Dans l’étincelante lumière de Corse, devant lui, légèrement sur la droite, les maisons blanches de Bastia, les remparts de la citadelle, son église et, sur la mer, la coque noire d’un bateau qui trace un sillage courbe vers les balises clignotantes de l’entrée du port. Plus loin, couchés sur un miroir bleu sombre et découpés sur un ciel d’or, les reliefs de l’île d’Elbe avec, de chaque côté, les petites îles de Capraia et de Pianosa.

« – Bastia de Fanion 18, pour sortie de circuit et prise de cap ..?
– Autorisé Fanion 18, bonne route.
– Fanion 18 ! »
Un virage sur la gauche au cap 310 pour quitter le circuit de Borgo.

Devant lui, le col de Teghime, entre le cap Corse et les Agriates. Il frôle le col à une centaine de mètres et les serveurs d’une pièce d’artillerie, pointée vers une route qui serpente, lui font des signes amicaux auxquels il répond d’un battement d’ailes.

Déjà, à sa gauche St Florent et son golfe. À droite, des groupes de maisons isolées sèment de petits chapelets blancs dans le maquis marbré de verts du Cap Corse qui va se fondre dans la mer. Jaillie d’un écrin de verdure, l’église de Patrimonio hisse son clocher vers le ciel. Son imperceptible déplacement, sous le glissement régulier de ses ailes, donne au pilote la notion de son mouvement.

À 400 kts, le P38 atteint sa vitesse de croisière, la côte Corse glisse en s'éloignant sous l'aile gauche et il aperçoit la pointe de l'île Rousse avec la bâtisse blanche de son phare. Beaucoup plus loin, une petite couronne de nuages encercle la coiffe de neige du Monte Cinto, illuminée par la lumière du matin.

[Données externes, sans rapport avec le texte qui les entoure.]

PR #13928, opened 2019-04-01
Refactored Html\TagLocatorFactory::getEscaper() method.

SidRoberts:
Hello!

* Link to issue:

- [-] I updated the CHANGELOG

This code was previously buggy - it checked if the DI contained the 'escaper' service. If `true`, it made a new instance; if `false`, it attempted to retrieve the non-existent service.

### DIFF
--- a/phalcon/Html/TagLocatorFactory.zep
+++ b/phalcon/Html/TagLocatorFactory.zep
@@ -87,16 +87,14 @@ class TagLocatorFactory implements LocatorFactoryInterface
      */
     private function getEscaper() -> <EscaperInterface>
     {
-        var container, escaper;
+        var container;
 
         let container = Di::getDefault();
 
-        if (true !== container->has("escaper")) {
-            let escaper = container->getService("escaper");
-        } else {
-            let escaper = new Escaper();
+        if !container->has("escaper") {
+            return new Escaper();
         }
 
-        return escaper;
+        return container->getService("escaper");
     }
 }


Jeckerson (approved):

phalcon/Html/TagLocatorFactory.zep
```diff
@@ -87,16 +87,14 @@ class TagLocatorFactory implements LocatorFactoryInterface
...
-        if (true !== container->has("escaper")) {
-            let escaper = container->getService("escaper");
-        } else {
-            let escaper = new Escaper();
+        if !container->has("escaper") {
+            return new Escaper();
         }
 
-        return escaper;
+        return container->getService("escaper");
```
sergeyklay: Isn't a side effect this? Looks like now this method does different things. Maybe it should be renamed, e.g `getEscaperAndSetItToContainer()`?

sergeyklay (approved):

niden (approved):

niden:
@SidRoberts Do you think we should add this particular piece of code in some sort of a "global" area, even the `DI` itself? It seems that we are checking for services in several components and using pretty much the same piece of code everywhere.

The way I see it we can have two methods (something like this):

```zep
public function getServiceOrNew(var container, string service)
{
    // check if the service exists in the container and 
    // return it otherwise return a new one
}
```
and the question is should we also set the new service in the DI if that service does not exist?

and if we require the user to set services
```zep
public function getServiceAndThrowException(var container, string service)
{
    // check if the service exists in the container and 
    // throw exception if it does not exist
}
```
The names above are just for demonstration purposes

Thoughts?

SidRoberts:
@niden I like the idea but a bigger problem is how do we get from the service string to an object if the DI isn't aware of it?

For example:

```zephir
private function getEscaper() -> <EscaperInterface>
{
    var container;

    let container = Di::getDefault();

    return container->getOrCreateService("escaper");
}
```

If 'escaper' isn't in the DI, how does it know to return an `EscaperInterface`?

phalcon/Html/TagLocatorFactory.zep
```diff
@@ -87,16 +87,14 @@ class TagLocatorFactory implements LocatorFactoryInterface
...
-        var container, escaper;
+        var container;
 
         let container = Di::getDefault();
 
-        if (true !== container->has("escaper")) {
-            let escaper = container->getService("escaper");
-        } else {
-            let escaper = new Escaper();
+        if !container->has("escaper") {
```
sergeyklay: @SidRoberts It seems `Di::getDefault` can return null. What do you think about this?

SidRoberts: I don't like it. :stuck_out_tongue_closed_eyes: I didn't even realise.

Personally, I think it should behave like this: 

```zephir
public static function getDefault() -> <DiInterface>
{
    if self::_default === null {
        let self::_default = new self();
    }

    return self::_default;
}
```

sergeyklay:
As a far as I know, most popular and modern Service Locators works so:

1. I want to get a service (dependency)
2. I call some `resolve`/`make`/`get`/etc method
3. The Service Locator lookups into its own in memory storage for the cached service
4. The service will be instantiated (say `new`) in case of its absence

The same way work our `Di::get`. So, IMO, we can do something like this:
```zep
    private function getEscaper() -> <EscaperInterface>
    {
        var container;

        let container = Di::getDefault();

        if !container->has("escaper") {
            return container->getService(Escaper::class);
        }

        return container->getService("escaper");
}
```

phalcon/Html/TagLocatorFactory.zep
sergeyklay: :+1:

niden:
Thank you @SidRoberts . We can talk about the container in a separate conversation. For now this one is solid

Saint Exupéry pense au berger qui lève la tête, dérangé par le grondement régulier des moteurs, un bol de café fumant dans la main et son petit couteau à la main pour trancher le pain chaud du matin. Que de fierté dans le regard de celui qui suit le point brillant de son avion. Il a appris à aimer ce peuple rude qui a toujours su chérir, chanter et défendre sa terre sacrée.

Quelques minutes de vol, et voilà, à ses neuf heures, les murs de la citadelle de Calvi. Le soleil étant, à cette heure-ci à l’Est, derrière à sa droite, il éclaire magnifiquement bien cette dernière vision de la Corse.

Un coup d'œil sur sa carte de vol. Un trait gras noir indique la route à suivre, avec, de chaque côté, des cercles jaunes, oranges et rouges : les zones des portées radars, d’activité des chasseurs ennemis et des défenses anti-aériennes, autant de menaces à éviter. En fin de trait, trois flèches vertes précisent les "points photo" de la mission de reconnaissance. Une légère correction de cap et, au loin, sur l'avant droit, encore confondus dans les brumes du matin, les premiers sommets des côtes de France.

Au briefing, ce matin, le « météo » a été formel : « Clair sur toute la nav ». Antoine de Saint Exupéry, tout en surveillant ses cadrans, choisit déjà les mots pour nous offrir, dans ses livres, des images inoubliables…

Mais là-haut, à 3 000 pieds au-dessus, invisible dans la pâleur du ciel d'été, un Messerschmitt 109 rôde...!!!!